A note on 50 cent: just think--his name itself refers to material wealth. Very blatant. But also very honest.

Regarding White America:

Notice the parodies of the 1950s families, TV shows, etc. And since the 1980s were somewhat of an attempted recapitulation of the 1950s, the 1980s are criticized as well.

The implicit message of "White America" is that its problems are its own doing. Parents who grew up listening to 80s pop music, and who now criticize the materialism of the rap music nowadays are being hypocritical. The materialism has always been there, as have the social manipulation, the social-power politics, the status-seeking, etc. It was just that in the 80s it was hidden under a veneer of romanticism, whereas now its naked, brutal truth hits you directly in the face. And in a world with so much obvious social manipulation, status-seeking, etc. at school, how could one not expect to see school shootings?
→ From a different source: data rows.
PR #2278, opened 2020-02-25
Re-create grub2 boot loaders from grub modules at install time

watologo1:
mkgrub2 may have to be adopted to other distros, then the
if suse condition can be removed.


SchoolGuy:
CI status does not get reported. Let's merge.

Parents mistakenly criticize this music, which is only a witness to the social strife, anxiety, status-seeking, the subtle socialite warfare among middle-class youth, etc. If these parents really wanted to get rid of these school shootings, they'd have to get rid of the fundamental middle-class status-seeking, pressures, exclusivist-materialism-in
-fact, etc. (And that, I think, requires a social revolution). You can't expect to soften or hide this materialistic strife with romanticism for ever. Sooner or later the obvious illusions had to give way. Nowadays, of course, a lot of 80s music seems corny and naive. Well, of course it was, and purposefully so.
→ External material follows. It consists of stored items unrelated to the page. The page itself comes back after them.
PR #2280, opened 2020-02-26
Add filename parameter for DHCP

loreson:
This commit adds the new parameter --filename to profiles and systems
This parameter is used to set a $filename variable in the dhcp template.

The changes for dnsmasq and the webinterface are absoloutly untested.


SchoolGuy:
@loreson I guess you talked with @watologo1 about this?

watologo1:
Please fix:
cobbler/items/profile.py
Unused variable 'set_filename'
def set_filename(self, filename):
( see Codacy/PR Quality Review details)

Also templates/etc/dnsmasq.template
seems to miss the filename variable passed somehow.

It would also be nice to double check recent documentation and adjust.
If not there, it would be worth to add a note, how a separated tftpd server could be set up with this.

Anyways, today's White America is the result not of passive neglect on the part of parents (The "Parents aren't spending enough time with their children" complaint). It is precisely the opposite: today's White America is the result of the parents (who grew up in the first really materialistic decade, the 80s) interfering too much with their children, infecting their children with too much of their anxious bourgeois status-seeking, pressuring them too much to be pretty and popular and play sports and play a musical instrument and do ballet and do all that other trendy bourgeois stuff, all for the sake of "personal achievement" (the monetary currency of status-seeking bourgeois adolescents in late-capitalism) and "character" (the willingness to strive to whatever lengths in order to conform and meet the expectations of your parents, your other authority figures, and those around you. It is a very fascist mentality, in fact. A perfect breeding ground for little bourgeois Hitler Youth, all the marching band, football, cheerleading, school nationalism, etc.
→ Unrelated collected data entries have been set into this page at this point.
Issue #2166, opened 2019-10-16
Document Terraform provider


SchoolGuy:
Apparently we have a Terraform provider: https://www.terraform.io/docs/providers/cobbler/index.html

This needs to be docuemented and we need guides on how to use it.

hbokh:
FYI The current Terraform Cobbler Provider is **not compatible** with Cobbler 3 due to changes in the XMLRPC API.
I've forked both `cobblerclient` and `terraform-provider-cobbler` to make the right calls, but as of today it does not have all the commands included.

Repos:
- https://github.com/wearespindle/cobblerclient
- https://github.com/wearespindle/terraform-provider-cobbler

I can help on documenting, since I've done so already at $WORK.

SchoolGuy:
I would appreciate that a lot. I personally would just document a few easy and a more complex example and let the rest of the docs be on their side. @hbokh

hbokh:
Solved with Document Terraform provider #2528

PR #2268, opened 2020-02-15
Add documentation strings to everything

SchoolGuy:
This PR is there to add a lot of explanatory docs for devs who want to get into cobbler. Some strings may say that it is unclear what a parameter or method does but this will fade out the more I get into cobbler. Also this enables the automatic generated docs to be more extensive about cobbler.

PR #2202, opened 2019-11-13
Enable all tests

SchoolGuy:
This PR is aiming to fix all the currently skipped tests.

TODO-Checklist:

- [x] Implement the tests which are currently raising a not implemented exception
- [x] Cut through the tests which are glued together in a specific order.
- [ ] Implement the cli tests for the import (and implement the mocks)
- [ ] Implement the server tests for the import (and implement the mocks)
- [ ] Publish the new repo with the integration tests
- [ ] Remove the integration test from this repo after the previous point was done

PR #2283, opened 2020-02-27
WIP: Document Terraform provider

hbokh:
**Changes**
- add file `docs/user-guide/terraform-provider.rst`
- updated files: `docs/conf.py` & `docs/user-guide.rst`

Work in progress - as long as Cobbler 3 is not compatible out of the box with any version of terraform-provider-cobbler yet!
In the end it solves #2166.

### DIFF
--- a/docs/conf.py
+++ b/docs/conf.py
@@ -20,7 +20,7 @@ sys.path.insert(0, os.path.abspath('..'))
 # -- Project information -----------------------------------------------------
 
 project = 'Cobbler'
-copyright = '2019, Enno Gotthold'
+copyright = '2020, Enno Gotthold'
 author = 'Enno Gotthold'
 
 # The short X.Y version
--- a/docs/user-guide.rst
+++ b/docs/user-guide.rst
@@ -7,7 +7,7 @@ User Guide
 
    Web User Interface <user-guide/web-interface>
    Configuration Management Integrations <user-guide/configuration-management-integrations>
-
+   Terraform Provider for Cobbler <user-guide/terraform-provider>
 
 API
 ###
--- a/docs/user-guide/terraform-provider.rst
+++ b/docs/user-guide/terraform-provider.rst
@@ -1,0 +1,379 @@
+Terraform Provider for Cobbler
+==============================
+
+First have a brief look at `Introduction to Terraform <https://www.terraform.io/intro/index.html>`__.
+
+Next check out the `Cobbler Provider <https://www.terraform.io/docs/providers/cobbler/r/system.html>`__\  official documentation.
+
+- On GitHub: https://github.com/terraform-providers/terraform-provider-cobbler
+
+- Releases: https://github.com/terraform-providers/terraform-provider-cobbler/releases
+
+
+Why Terraform for Cobbler
+-------------------------
+
+.. note::
+
+  At the time of writing (spring 2020) Cobbler 3.x is **not (yet) compatible**
+  with the current official Terraform Provider for Cobbler!
+  There is work in progress on an updated version, but until this day there is
+  the need to make changes in the file ``cobbler/cobbler/items/item.py``...
+
+  This document is written with Cobbler 3.x in mind, so the examples used here
+  can not be used for Cobbler 2.x and ``terraform-provider-cobbler`` version
+  1.1.0 (and older).
+
+There are multiple ways to add new systems, profiles, distro’s into
+Cobbler, eg. through the web-interface or using shell-scripts on the
+Cobbler-host itself.
+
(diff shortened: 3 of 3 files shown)


SchoolGuy:
@hbokh Can we help you somehow with this? After #2268, #2202 and this I would like to release a new version of cobbler.

hbokh:
@SchoolGuy At this moment, the **Terraform Provider Cobbler** will only work, if you "hack" the existing code.

In `cobbler/items/item.py`, this line has to be uncommented:
https://github.com/cobbler/cobbler/blob/master/cobbler/items/item.py#L218
If not, you will get

`Error: Cobbler Profile: Error Creating: Fault(1): <class 'AttributeError'>:'str' object has no attribute 'copy'`.

And also in `cobbler/items/item.py` change `sorted=True` to `sorted=False`:
https://github.com/cobbler/cobbler/blob/master/cobbler/items/item.py#L235
If not, you will get

`Error deleting distro: Fault(1): <class 'TypeError'>:'<' not supported between instances of 'str' and 'NoneType'`

So, to me it looks the caching lines that were added in #1807 break the functioning of the Terraform provider. The issue (and above errors) is (are) not reproducible in Cobbler 2.6.11 and 2.8.5 with the Cobbler provider v1.1.0.

If anyone wants to test / debug this behaviour, we provide pre-compiled binaries here:
https://github.com/wearespindle/terraform-provider-cobbler/releases/tag/v2.0.0

Follow the instructions in this PR to set things up. Will make a nice (weekend) project for those stuck at home during the current Corona outbreak. 🤡

SchoolGuy:
@hbokh I saw that there is some progress on the Terraform side. Can I help somehow on the Cobbler side with anything. I would love to include this rather sooner then later! :)

hbokh:
> @hbokh I saw that there is some progress on the Terraform side. Can I help somehow on the Cobbler side with anything. I would love to include this rather sooner then later! :)

Have a look here: https://github.com/terraform-providers/terraform-provider-cobbler/pull/32#issuecomment-724185387

Quote from the mentioned comment:
_Forking is the easiest path forward for community-maintained providers. If the original maintainer is interested, we can transfer over all open issues and PRs, and mention the new location prior to archiving._

I am unsure and don't have full understanding on how to move forward. The Terraform Registry is still somewhat of a black box to me and I'm having a hard time making time to get into this...
Besides, I was also thinking about moving / forking both `terraform-provider-cobbler` and its dependency `cobblerclient` under the umbrella of Cobbler itself.

**NOTE** Also not feeling safe at all with becoming the "officially designated maintainer" myself, since my "skills" in Golang are puzzle-copy-paste based.

SchoolGuy:
@hbokh Okay then a proposal from my side: Let's fork it to the Cobbler Org and then start to fix things as with Cobbler itself. As we progress this we can see if we can make that blackbox somewhat transparent for us. If it's doesn't work out we won't make the situation worse then it is now. Right?

hbokh:
@SchoolGuy I have *TRANSFERRED* both repositories from wearespindle to cobbler. So not forked.
I will check them out locally and fix pointers to the old owner / organization _wearespindle_.
Hope this is OK with (all) of you.

SchoolGuy:
@hbokh Fine by me. Thanks for the progress on this. I won't have time this weekend but I will take a look as soon as I can.

hbokh:
As far as I can see almost everything should be in place to publish the provider to the Terraform Registry.
Steps to take are described in [Publishing Providers ](https://www.terraform.io/docs/registry/providers/publishing.html).

"Almost", because we need some more things setup.

- I don't think the mentioned `GPG_PRIVATE_KEY` should be base on my ID. Is there a Cobbler one?
- I've authorized Terraform Registry to use GitHub and requested to also allow "Cobbler". There will be a mail in one of your mailboxes with something like this: `A third-party OAuth application (Terraform Registry) with read:org, user:email, and write:repo_hook scopes was recently authorized to access your account.`

I'll add some more to this comment if I find some.

SchoolGuy:
@hbokh Thanks a lot! I will take a look. I have quite a lot on my table currently but I will try my best to do it soon.

hbokh:
@SchoolGuy For some reason I do not have the original repository anymore...
Possibly the result of a bit too enthusiastic cleaning, hence the line in the top of the page shows `unknown repository`.

Anyhow, I pushed a new feature branch with the same name as before AFAIK here:
https://github.com/hbokh/cobbler/tree/feature/document-terraform-provider-%232166

SchoolGuy:
Well the diff gladly still is there. Thus we can still merge. I will have a look on Sunday.

hbokh:
Replaced with PR #2527.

The main point: today's White America is the logical outcome of the 80s, not a deviation away from the 80s that can be easily corrected with tougher anti-drug and anti-gang efforts, more metal detectors in the schools, more dress codes, etc. Drugs and gangs pay in material wealth. Your kids are just achieving monetary success and status---following your example. Your Eric Klebolds are just reacting to the vicious social manipulation that is demonstrated, for instance, quite nakedly in that Avril Lavigne video "Girlfriend."

But going back to the 80s naive innocence and romanticism is not an option. Putting on a superficial veneer of the happy white middle-class family will not work either---you've already tried that, but we know that however picturesque your little family photo looks (such as at the end of the video for "White America," we know full well that little Eric is in the basement loading his Uzi (to paraphrase James Howard Kunstler). One cannot reclaim innocence. We must overthrow this society of social manipulation entirely, and that means also overthrowing the economic basis of this social manipulation (capitalism and the middle-class). When everyone has a part in the control of the means of production, when everyone is a worker, when we have true comradeship, then we will have our antidote to today's troubled White America.